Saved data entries

PR #2348, opened 2025-03-06
Support named const exports in template-tag-codemod

CvX:
This adds a `--addNameToTemplateOnly` flag to the codemod to optionally make template-only components use named consts:

```gjs
const MyComponent = <template>…</template>;
export default MyComponent;
```

That helps with autocompletion in IDEs.

Ideally, editors/plugins/language server would recognize components that don't have an explicit export/a name, but currently this is an okay workaround.


ef4:
Thanks, this seems fine as an optional thing. 

It should probably compose correctly with `--defaultFormat gts` though. Right now if you use `--defaultFormat gts`, then `--addNameToTemplateOnly` is silently ignored.

mansona (approved):
It looks like the requested changes have been made 👍 thanks for the contribution 🎉

PR #2354, opened 2025-03-08
Fix addon-dev's declarations plugin when glint fails

NullVoxPopuli:
### Successes

image
image

### Type errors retain color

image

(and there is a summary at the bottom that reports which plugin errored)

### The downsides, some types of errors are hard to understand:

(this error is from Volar)
#### Watch

image

#### Build

image

### DIFF
--- a/packages/addon-dev/src/rollup-declarations.ts
+++ b/packages/addon-dev/src/rollup-declarations.ts
@@ -2,6 +2,7 @@ import type { Plugin } from 'rollup';
 import execa from 'execa';
 import walkSync from 'walk-sync';
 import { readFile, writeFile } from 'fs/promises';
+import { existsSync } from 'fs';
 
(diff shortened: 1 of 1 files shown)


packages/addon-dev/src/rollup-declarations.ts
```diff
@@ -12,12 +13,16 @@ export default function rollupDeclarationsPlugin(
...
-        await execa('glint', ['--declaration'], {
+        let { exitCode } = await execa('glint', ['--declaration'], {
           stdio: 'inherit',
           preferLocal: true,
-          reject: this.meta.watchMode,
+          reject: !this.meta.watchMode,
         });
 
+        if (this.meta.watchMode && exitCode > 0) {
+          this.warn(`Failed to generate declarations`);
```
NullVoxPopuli, line 23: we can't use `this.error` because it halts the watch

PR #2358, opened 2025-03-10
fix gitignore for switching between stable and main

mansona:
This is purely to make our lives better while working on the embroider repo 😂 

Essentially when you run a build on the `main` branch and then switch to stable there are a bunch of build artefacts that are seen as new files. This PR updates the `.gitignore` file to ignore files that are currently being ignored on main 👍


mansona:
I cancelled the workflow because this just changes the `.gitignore` file and we don't need to run tests against it 👍

PR #2361, opened 2025-03-11
add support for maintaining git history for both sides of the codemodded files

void-mAlex:
create a branch for renaming both parts of the combined file to cause a conflict and show git which parts come from which file


ef4:
Yes, we discussed that to really land this is should be a standalone command closer to that.

That history looks nice on GitHub. I didn't realize that [GitHub supports .git-blame-ignore-revs by default](https://docs.github.com/en/repositories/working-with-files/using-files/viewing-and-understanding-files#ignore-commits-in-the-blame-view).

PR #387, opened 2025-03-29
correction to traditional master dark units

kjl0025:
## Describe your changes
The "traditional" master dark is the result of mean-combining a bunch of darks at the same exposure time and EM gain. 
 For this PR, I changed units for traditional master dark (which is not EM gain-divided) to "Detected EM Electrons" from "Detected Electrons", which are the default units used for the other master darks which are intended for the current pipeline (PC and synthesized from detector noise maps) since those two are EM gain-divided.  I also removed an unnecessary resetting of "OBSNUM" in the synthesized master dark creation.  

The Confluence header page for Dark will be fully consistent with the headers and units as they are in the code after this PR is accepted.

## Type of change

- [x] I have linted my code

### DIFF
--- a/.gitignore
+++ b/.gitignore
@@ -65,6 +65,7 @@ tests/testcalib/*
 tests/e2e_tests/*/*.json
 tests/ops_output/*.json
 tests/test_data/L4_to_TDA_Inputs/*
+tests/e2e_tests/pc_sim_test_data/l2a/*.json
 
 # editor files
 .vscode/*
--- a/README.md
+++ b/README.md
@@ -146,7 +146,7 @@ End-to-end testing refers to processing data as one would when we get the real d
 To run the existing end-to-end tests, you need to have downloaded all the TVAC data to your computer. In a terminal, go to the base directory of the corgidrp repo and run the following command, substituting paths for paths on your computer as desired:
 
 ```
-pytest --which e2e --tvacdata_path /path/to/CGI_TVAC_Data --e2eoutput_path tests/e2e_tests/ tests/e2e_tests/
+pytest --which e2e --e2edata_path /path/to/CGI_TVAC_Data --e2eoutput_path tests/e2e_tests/ tests/e2e_tests/
 ```
 
 ### Linting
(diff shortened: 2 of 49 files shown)


kjl0025:
@nasavbailey :  I seem to remember making the traditional master dark without dividing by EM gain at the end for a reason.  If it is divided by EM gain, then this type of master dark would fit into the pipeline to L2b just fine, but without dividing by EM gain, it does not.  Maybe we decided on doing things this way because CTC required it to be this way?

nasavbailey:
@kjl0025 Hmm, I don't remember that discussion. I would have expected analog darks should have the same units whether they are synthetic or traditional. Perhaps it was a missed bug in the first release? CTC doesn't use DRP-produced traditional darks, except indirectly when they use a DRP-produced L2b product.  (You're just asking about analog darks, right? Darks for photon-counted & corrected data need to be photon-counted & corrected themselves, so EM gain should have been accounted for already there?)

kjl0025:
Okay, in that case, if there are no restrictions from CTC, I will just edit the DRP to include EM gain division in the creation of the traditional master dark and change header Wiki accordingly.  I'll push this PR again once I've made this change in the code.  And yes, of the 3 cases for master darks (PC, analog traditional, and analog synthesized), only the traditional had this lack of EM gain division.

mygouf:
> @kjl0025 Hmm, I don't remember that discussion. I would have expected analog darks should have the same units whether they are synthetic or traditional. Perhaps it was a missed bug in the first release? 

We didn't have time to check traditional darks in the previous release, only synthetic darks were tested so that could explain why we haven't caught this. I might have missed that discussion as well so I'm not sure either why it was decided to treat traditional darks differently. Seems like a good thing to update this, although it would be good to hear from people who were part of that discussion to understand if that change will impact other code features.

kjl0025:
The only people I thought were involved were you, Vanessa, and I.  I've searched my Slack and email and didn't find anything pertaining to leaving off EM gain division for traditional master darks.  I apologize if it was just my oversight.  I'm not sure.  In any case, I just pushed a change to include the EM gain division.

semaphoreP (approved):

Exercise prompt
Please return each line of the data above in which the word "header" occurs.

Solution to the problem
The Confluence header page for Dark will be fully consistent with the headers and units as they are in the code after this PR is accepted.
Okay, in that case, if there are no restrictions from CTC, I will just edit the DRP to include EM gain division in the creation of the traditional master dark and change header Wiki accordingly.  I'll push this PR again once I've made this change in the code.  And yes, of the 3 cases for master darks (PC, analog traditional, and analog synthesized), only the traditional had this lack of EM gain division.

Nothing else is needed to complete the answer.